Payments made through the Clan Pay (Group Pay) system are applied as account credits. These credits automatically cover any invoices generated in the billing system. Credits function account-wide rather than attaching to individual services and are consumed on a first-come, first-served basis according to the order in which invoices are generated.

This model simplifies shared payment management for groups or organizations running multiple services under a single account. The billing engine draws from the central credit balance whenever an invoice appears, eliminating manual assignment while maintaining a clear, chronological application order.

#Mechanics of Credit Application

When a Clan Pay transaction completes, the full amount is added to the account credit balance immediately. The billing system references this balance each time it creates an invoice for any resource. Available credit is deducted before the invoice becomes payable. No manual steps or per-service routing is required or possible.

Because credits remain unattached to any particular service, a contribution intended for one item can satisfy costs from another if that second invoice reaches the system first. The account-centric design prioritizes overall balance management and prevents credits from sitting idle while other services incur charges.

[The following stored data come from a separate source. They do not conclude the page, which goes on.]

PR #2781, opened 2025-03-11
test: Add test to confirm programmatic config wins over env in BatchConfig

cijothomas:
Part of https://github.com/open-telemetry/opentelemetry-rust/issues/1225
For BatchLogProcessor, we were already preferring code over env_variables, so there is no change required. I added tests to confirm the behavior, and included this information in the docs too.

This is just the start, we need to audit entire ENV variables in the repo, and make changes.

### DIFF
--- a/opentelemetry-sdk/src/logs/logger_provider.rs
+++ b/opentelemetry-sdk/src/logs/logger_provider.rs
@@ -200,15 +200,22 @@ impl LoggerProviderBuilder {
         LoggerProviderBuilder { processors, ..self }
     }
 
-    /// Adds a [BatchLogProcessor] with the configured exporter to the pipeline.
+    /// Adds a [BatchLogProcessor] with the configured exporter to the pipeline,
+    /// using the default [super::BatchConfig].
+    ///
+    /// The following environment variables can be used to configure the batching configuration:
+    ///
+    /// * `OTEL_BSP_SCHEDULE_DELAY` - Corresponds to `with_scheduled_delay`.
+    /// * `OTEL_BSP_MAX_QUEUE_SIZE` - Corresponds to `with_max_queue_size`.
+    /// * `OTEL_BSP_MAX_EXPORT_BATCH_SIZE` - Corresponds to `with_max_export_batch_size`.
     ///
     /// # Arguments
     ///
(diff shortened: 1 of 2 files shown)


opentelemetry-sdk/src/logs/logger_provider.rs
```diff
@@ -200,15 +200,22 @@ impl LoggerProviderBuilder {
...
 
-    /// Adds a [BatchLogProcessor] with the configured exporter to the pipeline.
+    /// Adds a [BatchLogProcessor] with the configured exporter to the pipeline,
+    /// using the default [super::BatchConfig].
+    ///
+    /// The following environment variables can be used to configure the batching configuration:
+    ///
+    /// * `OTEL_BSP_SCHEDULE_DELAY` - Corresponds to `with_scheduled_delay`.
+    /// * `OTEL_BSP_MAX_QUEUE_SIZE` - Corresponds to `with_max_queue_size`.
+    /// * `OTEL_BSP_MAX_EXPORT_BATCH_SIZE` - Corresponds to `with_max_export_batch_size`.
```
lalitb, line 210: The added env variables are for span processor, probably it should be:
```
    /// * `OTEL_BLRP_MAX_QUEUE_SIZE`
    /// * `OTEL_BLRP_SCHEDULE_DELAY`
    /// * `OTEL_BLRP_MAX_EXPORT_BATCH_SIZE`
    /// * `OTEL_BLRP_EXPORT_TIMEOUT`
```

But then these env-variable are already documented for **BatchConfigBuilder** - adding at multiple places can lead to inconsistency, and difficult to maintain.

lalitb (approved):
Thanks for adding the test. Similar to be added for Span Processor too. LGTM once this is fixed - https://github.com/open-telemetry/opentelemetry-rust/pull/2781/files#r1989799553

opentelemetry-sdk/src/logs/logger_provider.rs
cijothomas: I was thinking the same. One argument to keep it here (duplicated) is for convenience. When someone looks at `with_batch_exporter` they can know about configuration options right here. Alternate is to look at BatchConfig and then to BatchConfigBuilder....

PR #2784, opened 2025-03-11
test: fix otlp log integration tests failing with some set of features 

paullegranddc:
I like to run `cargo test --workspace --all-features` to run all tests in a workspace. This is currently failing:

* Running otlp logger integration tests with `reqwest-blocking-client` and the default features in the `integration_test_runner` package are failing two of the tests are not compatible with having both  `reqwest-blocking-client` and `tonic-client` enabled at the same time.
* Running otlp logger integration tests with `experimental_metadata_attributes` fails because of the extra attributes added to logs do not match the snapshot.

## Changes

* Skip tests on incompatible features
* Remove extra attributes before doing the snapshot comparison if the `experimental_metadata_attributes` flag is set

### DIFF
--- a/opentelemetry-otlp/tests/integration_test/tests/logs.rs
+++ b/opentelemetry-otlp/tests/integration_test/tests/logs.rs
@@ -255,6 +255,7 @@ mod logtests {
     // current thread
     #[test]
     #[cfg(feature = "reqwest-blocking-client")]
+    #[cfg(not(feature = "tonic-client"))]
     pub fn logs_batch_non_tokio_main_with_init_logs_outside_rt() -> Result<()> {
         logs_non_tokio_helper(false, false)
     }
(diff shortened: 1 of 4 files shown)


opentelemetry-otlp/tests/integration_test/tests/logs.rs
```diff
@@ -309,7 +311,7 @@ mod logtests {
         feature = "tonic-client",
         feature = "reqwest-client"
     ))]
-    pub fn logs_simple_non_tokio_main_with_init_logs_outsie_rt() -> Result<()> {
+    pub fn logs_simple_non_tokio_main_with_init_logs_outside_rt() -> Result<()> {
```
cijothomas, line 314: good catch!

cijothomas (approved):
Thanks!

lalitb (approved):

PR #2788, opened 2025-03-11
test: BatchProcessor stress testing

cijothomas:
Trying out one way to test overall throughput in batching scenarios. This could be another unit test?

### DIFF
--- a/opentelemetry-sdk/src/logs/export.rs
+++ b/opentelemetry-sdk/src/logs/export.rs
@@ -77,6 +77,14 @@ impl LogBatch<'_> {
             index: 0,
         }
     }
+
+    /// Returns the number of log records in the batch.
+    pub fn len(&self) -> usize {
+        match &self.data {
+            LogBatchData::SliceOfOwnedData(data) => data.len(),
+            LogBatchData::SliceOfBorrowedData(data) => data.len(),
+        }
+    }
 }
 
 struct LogBatchDataIter<'a> {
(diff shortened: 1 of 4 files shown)


scottgerring:
This is a cool idea!

I wonder if .... 
* there are similar examples of this sort of thing in other opentelem projects we can be inspired by (probably you already know this! ) 
* there's an idiomatic way ™️  of fitting this into rust's testing infrastructure. E.g. could we structure it to be more like a criterion test ("it took X ms to push through Y logs"), or is that total madness because of the granularity?

cijothomas:
> This is a cool idea!
> 
> I wonder if ....
> 
> * there are similar examples of this sort of thing in other opentelem projects we can be inspired by (probably you already know this! )
> * there's an idiomatic way ™️  of fitting this into rust's testing infrastructure. E.g. could we structure it to be more like a criterion test ("it took X ms to push through Y logs"), or is that total madness because of the granularity?

Inspired from .NET's https://github.com/open-telemetry/opentelemetry-dotnet/pull/1086 4 years ago!

We do have some tests similar to this in this repo already (metrics focused), and I expect to make a normal-test one for this.

The stress test is to test various additional scenarios, like what happens in network cable is pulled out, what if only single core is available.. what if we run this for a long time etc.


> ("it took X ms to push through Y logs")

I'll be working a lot on these kind of ideas for next few weeks/months.
(A specific example is: Today, BatchProcessor sequentially calls Exporter.export(). To achieve higher throughput, this may not be sufficient. We have spec discussion about improving this, so the tests here will prove/disprove the needs)

scottgerring:
> The stress test is to test various additional scenarios, like what happens in network cable is pulled out, what if only single core is available.. what if we run this for a long time etc.

Sounds useful!

Thinking out loud, it'd be amazing if we could track this over time somehow. I don't know if we could use e.g. Sonarqube or bencher, or some other SaasY code quality platform to do this automatically. Maybe that ties into a better way to track the micro-benchmarks too. We could be clever and run this once a week, say, and then bisect manually if there are big regressions.

Issue #2574, opened 2025-01-30
Add ability to add timeout duration to shutdown


cijothomas:
All Providers have shutdown() method now, and it internally uses a hardcoded 5sec timeout to perform shutdown. (usually passed on to reader/processor/exporter). 
Opening an issue to let user provide their own timeout.

Option1 
```
fn shutdown(&self, timeout: Option<Duration>)
```

Option2
```
fn shutdown(&self)
{
self.shutdown_with_timeout(5secs)
}

fn shutdown_with_timeout(&self, timeout: Duration);
```
I am inclined to do 2, as it keeps backward compatibility, and we can add this anytime, not necessarily before 1.0. But given https://github.com/open-telemetry/opentelemetry-rust/pull/2573/files and changes in this area, it'd be better to club them in together.

cijothomas:
Removing from 0.28 as option2 is additive change, and can be done post 0.28 as well.

mohammadVatandoost:
I would be happy to work on this. Please assign it to me

cijothomas:
@mohammadVatandoost Thanks! Assigned. To confirm - you'll be pursuing the option2 from the issue, right?

mohammadVatandoost:
> [@mohammadVatandoost](https://github.com/mohammadVatandoost) Thanks! Assigned. To confirm - you'll be pursuing the option2 from the issue, right?

Yes, backward compatibility is important.

mohammadVatandoost:
I have a question:
we should implement option2 for reader and option1 for exporter and processor. Since we only use reader shutdown from outside, and reader shutdown function runs the exporter/processor's shutdown function. This will not effect the backward compatibility,right?
I didn't find any usecase that we need to run exporter/processor's shutdown function directly.
For logger will be like this:
`
impl SdkLoggerProvider {
 fn shutdown(&self) -> OTelSdkResult{
  self.shutdown_with_timeout(Duration::from_secs(5))
 }
 fn shutdown_with_timeout(&self, timeout: Duration)  -> OTelSdkResult {
 .....
  }
}
// ====================
trait LogProcessor {
 fn shutdown(&self, timeout: Duration) -> OTelSdkResult;
}
// =========
trait LogExporter {
fn shutdown(&mut self, timeout: Duration) -> OTelSdkResult;
}

`
@cijothomas  What is your idea?

cijothomas:
Only providers need option2.
[...]

PR #2789, opened 2025-03-11
feat: Add timeout duration to shutdown

mohammadVatandoost:
#2574 Part 1: Adding shutdown_with_timeout for Log and metric providers. Others will be added in another PR


cijothomas (changes requested):
After reviewing, I realized its better we make additive change everywhere to accept timeout.
https://github.com/open-telemetry/opentelemetry-rust/issues/2574#issuecomment-2715989290

Also, please do one component at a time, to keep PR scope smaller - it is a lot easier to review small PRs.
I suggest starting with Exporter for Metrics. Then Reader+MeterProvider for Metrics. Then repeat for Logs, then traces and so on

mohammadVatandoost:
@cijothomas Ok I close this PR and I will create another PR

PR #2790, opened 2025-03-12
feat: OTLP Exporter builders to return specific Error type

cijothomas:
Fixes https://github.com/open-telemetry/opentelemetry-rust/issues/2561

Also removes now unused Error enum from Log SDK. Another set of cleanup required to clean Metrics, Traces completely.
Also, the newly introduced enum ExporterBuildError is not fully refined, this can be done in follow ups. This is necessary to unblock Log SDK Stable Release.

Note: This is a breaking change for OTLP Exporter, however, the impact is minimal (most users/examples simply unwrap/expect the Result instead of matching on it.), as described in the changelog, so I propose to make the change even though OTLP Exporter is marked RC.


pitoniak32 (commented):
I just took a brief look, and overall I agree with these changes and think its a good direction to go.

the only small comment I have currently is asserting the errors are of the expected variant for the builder errors

cijothomas:
> comment I have currently is asserting the errors are of the expected variant for the builder errors

Thanks. I expect to add more tests in a follow up. Tests require some combinations of feature flags to ensure it validates what we want it to validate! 
(I just added a basic test in this PR).

examples/tracing-jaeger/src/main.rs
```diff
@@ -3,12 +3,14 @@ use opentelemetry::{
...
 };
-use opentelemetry_sdk::trace::{SdkTracerProvider, TraceError};
+use opentelemetry_otlp::ExporterBuildError;
+use opentelemetry_sdk::trace::SdkTracerProvider;
 use opentelemetry_sdk::Resource;
 
 use std::error::Error;
 
-fn init_tracer_provider() -> Result<opentelemetry_sdk::trace::SdkTracerProvider, TraceError> {
+fn init_tracer_provider() -> Result<opentelemetry_sdk::trace::SdkTracerProvider, ExporterBuildError>
```
TommyCpp, line 12: unintended change for the `{`?

opentelemetry-otlp/src/exporter/mod.rs
```diff
@@ -92,6 +93,44 @@ impl Default for ExportConfig {
...
+#[derive(Error, Debug)]
+/// Errors that can occur while building an exporter.
+// TODO: Refine and polish this.
+// Non-exhaustive to allow for future expansion without breaking changes.
+// This could be refined after polishing and finalizing the errors.
+#[non_exhaustive]
+pub enum ExporterBuildError {
+    /// Spawning a new thread failed.
+    #[error("Spawning a new thread failed. Unable to create Reqwest-Blocking client.")]
+    ThreadSpawnFailed,
```
TommyCpp, line 105: This will only happens if reqwest-blocking is used right? If so can we guard it in feature flag?

opentelemetry-otlp/src/exporter/mod.rs
```diff
@@ -92,6 +93,44 @@ impl Default for ExportConfig {
...
+
+    /// Feature required to use the specified compression algorithm.
+    #[cfg(any(not(feature = "gzip-tonic"), not(feature = "zstd-tonic")))]
+    #[error("feature '{0}' is required to use the compression algorithm '{1}'")]
```
TommyCpp, line 109: Hmm looks like a little bit inconsistent if the first letter is upper case across the variant?

TommyCpp (approved):
Nothing blocking. LGTM once the comments are addressed

opentelemetry-otlp/src/exporter/mod.rs
cijothomas: yes, thats why I put a big TODO on this. we definitely need to refine it and see which ones makes sense and remove others.

opentelemetry-otlp/src/exporter/mod.rs
cijothomas: yes will address them in follow ups.

lalitb (commented):
LGTM - Spent some time to review, and realized it is merged meanwhile :)

PR #2793, opened 2025-03-12
Fix OOM in `span_processor_with_async_runtime::BatchSpanProcessor`

### LINKED ISSUE #2787: [BUG]: OOM in BatchSpanProcessor
# What happened?

OOM in `trace::span_processor_with_async_runtime::BatchSpanProcessor`: https://github.com/open-telemetry/opentelemetry-rust/blob/dac8bd5cde97797be25cf82bd03b4859a1d9f03b/opentelemetry-sdk/src/trace/span_processor_with_async_runtime.rs#L236.

`BatchSpanProcessor` adds a span to already overloaded batch which leads to OOM.

Not tested on sync version, but seems like the problem related to both sync and async: https://github.com/open-telemetry/opentelemetry-rust/blob/dac8bd5cde97797be25cf82bd03b4859a1d9f03b/opentelemetry-sdk/src/trace/span_processor.rs#L464

# OpenTelemetry API Version / SDK version

Latest release:
```toml
opentelemetry = "0.28"
opentelemetry_sdk = "0.28"
opentelemetry-otlp = "0.28"
```

# What Exporter(s) are you seeing the problem on?

OTLP

# Relevant log output

Here's the MRE demonstrating the problem: https://github.com/50U10FCA7/otel-oom

# P.S. Please fix your "Bug Report" GitHub template:

Image

50U10FCA7:
Fixes #2787

## Changes

Fixes `BatchSpanProcessor` overflowing.

### DIFF
--- a/opentelemetry-sdk/src/trace/span_processor_with_async_runtime.rs
+++ b/opentelemetry-sdk/src/trace/span_processor_with_async_runtime.rs
@@ -234,14 +234,21 @@ impl<E: SpanExporter, R: RuntimeChannel> BatchSpanProcessorInternal<E, R> {
         match message {
             // Span has finished, add to buffer of pending spans.
             BatchMessage::ExportSpan(span) => {
-                if self.spans.len() == self.config.max_export_batch_size {
+                if self.spans.len() == self.config.max_queue_size {
                     // Replace the oldest span with the new span to avoid suspending messages
                     // processing.
                     self.spans.pop_front();
+
+                    otel_warn!(
+                        name: "BatchSpanProcessor.Export.Error",
+                        dropped_spans = 1,
+                        max_queue_size = self.config.max_queue_size,
+                        message = "Spans were dropped due to a full queue / slow export. The count represents the total count of span records dropped in the lifetime of the BatchSpanProcessor. Consider increasing the queue size and/or decrease delay between intervals."
+                    );
                 }
                 self.spans.push_back(span);
 
-                if self.spans.len() == self.config.max_export_batch_size {
+                if self.spans.len() >= self.config.max_export_batch_size {
                     // If concurrent exports are saturated, wait for one to complete.
                     if !self.export_tasks.is_empty()
                         && self.export_tasks.len() == self.config.max_concurrent_exports
@@ -314,7 +321,8 @@ impl<E: SpanExporter, R: RuntimeChannel> BatchSpanProcessorInternal<E, R> {
             return Ok(());
         }
 
-        let export = self.exporter.export(self.spans.drain(..).collect());
+        let count = self.spans.len().min(self.config.max_export_batch_size);
+        let export = self.exporter.export(self.spans.drain(..count).collect());
         let timeout = self.runtime.delay(self.config.max_export_timeout);
         let time_out = self.config.max_export_timeout;
 
--- a/opentelemetry-sdk/src/trace/span_processor_with_async_runtime.rs
+++ b/opentelemetry-sdk/src/trace/span_processor_with_async_runtime.rs
@@ -6,20 +6,19 @@ use crate::trace::Span;
 use crate::trace::SpanProcessor;
 use crate::trace::{SpanData, SpanExporter};
 use futures_channel::oneshot;
+use futures_util::pin_mut;
 use futures_util::{
     future::{self, BoxFuture, Either},
-    pin_mut, select,
+    select,
     stream::{self, FusedStream, FuturesUnordered},
-    FutureExt as _, StreamExt as _, TryFutureExt as _,
+    StreamExt as _,
 };
 use opentelemetry::Context;
 use opentelemetry::{otel_debug, otel_error, otel_warn};
 use std::collections::VecDeque;
 use std::fmt;
-use std::future::Future;
 use std::sync::atomic::{AtomicUsize, Ordering};
 use std::sync::Arc;
-use tokio::sync::RwLock;
 
 /// A [`SpanProcessor`] that asynchronously buffers finished spans and reports
 /// them at a preconfigured interval.
@@ -190,17 +189,14 @@ struct BatchSpanProcessorInternal<E, R> {
     spans: VecDeque<SpanData>,
     export_tasks: FuturesUnordered<BoxFuture<'static, OTelSdkResult>>,
     runtime: R,
-    exporter: Arc<RwLock<E>>,
+    exporter: E,
     config: BatchConfig,
 }
 
-impl<E, R> BatchSpanProcessorInternal<E, R>
-where
-    E: SpanExporter + 'static,
-    R: RuntimeChannel,
-{
+impl<E: SpanExporter, R: RuntimeChannel> BatchSpanProcessorInternal<E, R> {
     async fn flush(&mut self, res_channel: Option<oneshot::Sender<OTelSdkResult>>) {
-        let task = self.export().map(|export_result| {
+        let export_result = self.export().await; // TODO: Move execution to `export_tasks`.
+        let task = Box::pin(async move {
             if let Some(channel) = res_channel {
                 // If a response channel is provided, attempt to send the export result through it.
                 if let Err(result) = channel.send(export_result) {
@@ -226,7 +222,7 @@ where
         if self.config.max_concurrent_exports == 1 {
             let _ = task.await;
         } else {
-            self.export_tasks.push(task.boxed());
+            self.export_tasks.push(task);
             while self.export_tasks.next().await.is_some() {}
         }
     }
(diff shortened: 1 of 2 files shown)


opentelemetry-sdk/src/trace/span_processor_with_async_runtime.rs
```diff
@@ -233,27 +238,32 @@ impl<E: SpanExporter, R: RuntimeChannel> BatchSpanProcessorInternal<E, R> {
...
                         && self.export_tasks.len() == self.config.max_concurrent_exports
                     {
+                        // TODO: Refactor to avoid stopping message processing to not delay
+                        //       shutdown/resource set because of export saturation.
                         self.export_tasks.next().await;
                     }
 
-                    let export_result = self.export().await;
-                    let task = async move {
-                        if let Err(err) = export_result {
```
50U10FCA7, line 248: There's additional minor changes moving the export execution inside `FuturesUnordered`.

Before these changes the export suspend the `BatchSpanProcessor` execution (meaning the `max_concurrent_exports` setting not work).

opentelemetry-sdk/src/trace/span_processor_with_async_runtime.rs
```diff
@@ -233,27 +238,32 @@ impl<E: SpanExporter, R: RuntimeChannel> BatchSpanProcessorInternal<E, R> {
...
+                }
+                self.spans.push_back(span);
 
                 if self.spans.len() == self.config.max_export_batch_size {
                     // If concurrent exports are saturated, wait for one to complete.
                     if !self.export_tasks.is_empty()
                         && self.export_tasks.len() == self.config.max_concurrent_exports
                     {
+                        // TODO: Refactor to avoid stopping message processing to not delay
+                        //       shutdown/resource set because of export saturation.
```
50U10FCA7, line 254: Related to [previous comment](https://github.com/open-telemetry/opentelemetry-rust/pull/2793/files#r1991464196).

Queuing the export tasks should be refactored to avoid suspending incoming messages processing. This is not a minor change, so I only placed a TODO.

opentelemetry-sdk/src/trace/span_processor_with_async_runtime.rs
```diff
@@ -6,18 +6,20 @@ use crate::trace::Span;
...
+    FutureExt as _, StreamExt as _, TryFutureExt as _,
 };
 use opentelemetry::Context;
 use opentelemetry::{otel_debug, otel_error, otel_warn};
+use std::collections::VecDeque;
 use std::fmt;
+use std::future::Future;
 use std::sync::atomic::{AtomicUsize, Ordering};
 use std::sync::Arc;
+use tokio::sync::RwLock;
```
lalitb, line 22: We can't assume that the Tokio runtime is always available in this context. Instead, the [runtime abstraction](https://github.com/open-telemetry/opentelemetry-rust/blob/main/opentelemetry-sdk/src/runtime.rs) is used to ensure flexibility and avoid locking the code to a specific async runtime.

50U10FCA7: @lalitb Please read the following: https://docs.rs/tokio/latest/tokio/sync/index.html#runtime-compatibility

lalitb: Thanks for link. This makes sense. However, I was just thinking of the scenario where `experimental_async_runtime` and `rt-async-std` features are enabled for otel-sdk. I believe the compilation will fail in that case, as tokio being optional dependency. Or am I missing something.

lalitb: That makes me think - we don't have CI test for this :)

50U10FCA7: @lalitb Makes sense. We can make `experimental_async_runtime` to depend on `tokio/sync` (it contains only Tokio sync primitives) to avoid importing some other libraries containing asynchronous RwLock. The result will be
```toml
//Cargo.toml
experimental_async_runtime = ["dep:tokio", "tokio/sync"]
rt-tokio = ["dep:tokio", "dep:tokio-stream", "tokio/rt", "tokio/time", "experimental_async_runtime"]
rt-tokio-current-thread = ["dep:tokio", "dep:tokio-stream", "tokio/rt", "tokio/time", "experimental_async_runtime"]
rt-async-std = ["dep:async-std", "experimental_async_runtime"]
```

lalitb: Looks good to me. Also, another option could be to use the [async_std::sync::RwLock](https://docs.rs/async-std/latest/async_std/sync/struct.RwLock.html) for rt-async-std feature.

50U10FCA7: @lalitb

> Also, another option could be to use the [async_std::sync::RwLock](https://docs.rs/async-std/latest/async_std/sync/struct.RwLock.html)

This will bring additional `#[cfg]` attributes depending on runtime, which will increase the code complexity. As long Tokio's RwLock works for any runtime, consider using it.

Also, here's the demo of using `async-std`. Everything complies (as we discussed above), but it seems like `opentelemetry-otlp` crate relying on some Tokio stuff:
https://github.com/50U10FCA7/otel-oom/tree/debug-async-std

cijothomas (commented):
Haven't reviewed this in detail, but I suggest to describe the fix in the PR description to make it easy to review. This looks like a lot of changes, and unless they are directly related to fixing the OOM bug, I'd suggest separate PRs. (Really prefer small, focused PRs)

Additionally, I also suggest to fix the default BatchSpanProcessor (which spawn own thread). It is unknown how we'll support custom async runtimes - it could be enriching the BatchSpanProcessor itself to work better in tokio/other runtimes, and not necessarily in the span_processor_with_async_runtime.
(Not opposed to fixing bugs meanwhile, just sharing that the future of this struct is not decided)

opentelemetry-sdk/src/trace/span_processor_with_async_runtime.rs
lalitb: > Everything complies (as we discussed above), but it seems like opentelemetry-otlp crate relying on some Tokio stuff (opentelemetry-otlp uses hyper-util which relies on Tokio runtime). Not part of this PR, but just mentioning.

Yes, this is expected for otlp/gRPC and otlp/http with hyper.

opentelemetry-sdk/src/trace/span_processor_with_async_runtime.rs
50U10FCA7: Rollback. See https://github.com/open-telemetry/opentelemetry-rust/pull/2793#pullrequestreview-2679184631

opentelemetry-sdk/src/trace/span_processor_with_async_runtime.rs
```diff
@@ -233,17 +234,24 @@ impl<E: SpanExporter, R: RuntimeChannel> BatchSpanProcessorInternal<E, R> {
         match message {
             // Span has finished, add to buffer of pending spans.
             BatchMessage::ExportSpan(span) => {
-                self.spans.push(span);
+                if self.spans.len() == self.config.max_export_batch_size {
+                    // Replace the oldest span with the new span to avoid suspending messages
+                    // processing.
+                    self.spans.pop_front();
```
lalitb, line 240: This seems to be silently dropping the old span - Should we log a warning here?

50U10FCA7: @lalitb We should. Also, we probably need to bound on `self.config.max_queue_size` instead of `self.config.max_export_batch_size`. `BatchConfig` notifies the spans will be dropped only if `max_queue_size` reached, not `max_export_batch_size`.

utpilla (changes requested):
It's not clear how the current code is leading to OOM. https://github.com/open-telemetry/opentelemetry-rust/pull/2793#discussion_r1992398484

opentelemetry-sdk/src/trace/span_processor_with_async_runtime.rs
```diff
@@ -233,17 +234,31 @@ impl<E: SpanExporter, R: RuntimeChannel> BatchSpanProcessorInternal<E, R> {
         match message {
             // Span has finished, add to buffer of pending spans.
             BatchMessage::ExportSpan(span) => {
-                self.spans.push(span);
```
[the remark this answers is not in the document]
50U10FCA7: @utpilla Whoops, you right. The difference in code that actually fails with OOM and MRE I've trying to repro this bug is in custom `Runtime` using unbounded channel:

```markdown
// something like this.
impl RuntimeChannel for Runtime {
    type Receiver<T: Debug + Send> = UnboundedReceiverStream<T>;
    type Sender<T: Debug + Send> = UnboundedSender<T>;

    fn batch_message_channel<T: Debug + Send>(
        &self,
        _: usize,
    ) -> (Self::Sender<T>, Self::Receiver<T>) {
        let (sender, receiver) = mpsc::unbounded_channel();
        (UnboundedSender(sender), UnboundedReceiverStream::new(receiver))
    }
}
```

No-one mentioned previously that MRE is not reproducing so I didn't noticed there is additional abstraction in my own code.

Not an issue with OpenTelemetry, but my own bug, so closing the PR (and issue) as solved. Thanks!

#First-Come, First-Served Invoice Order

The billing engine processes invoices strictly by their generation timestamp. The oldest unpaid invoice receives credit first. Remaining credit then rolls to the next invoice in sequence until the credit is exhausted or all open invoices are satisfied. This produces predictable behavior once you understand the timing of your services' renewal cycles.

  • Credits apply automatically at the moment an invoice is generated
  • Application is account-wide with no per-service isolation
  • Oldest invoices are paid before newer ones when credit is limited
  • Any credit left after an invoice rolls forward to the next

#Practical Example

Consider a member submitting a $5 Clan Pay payment on November 1. This increases the account credit balance by $5.00. On November 2 your web hosting service generates its monthly invoice for $12. The system applies the entire $5 credit to that invoice, reducing the amount due to $7. If a domain renewal invoice had generated on October 31, it would have been eligible for the credit first.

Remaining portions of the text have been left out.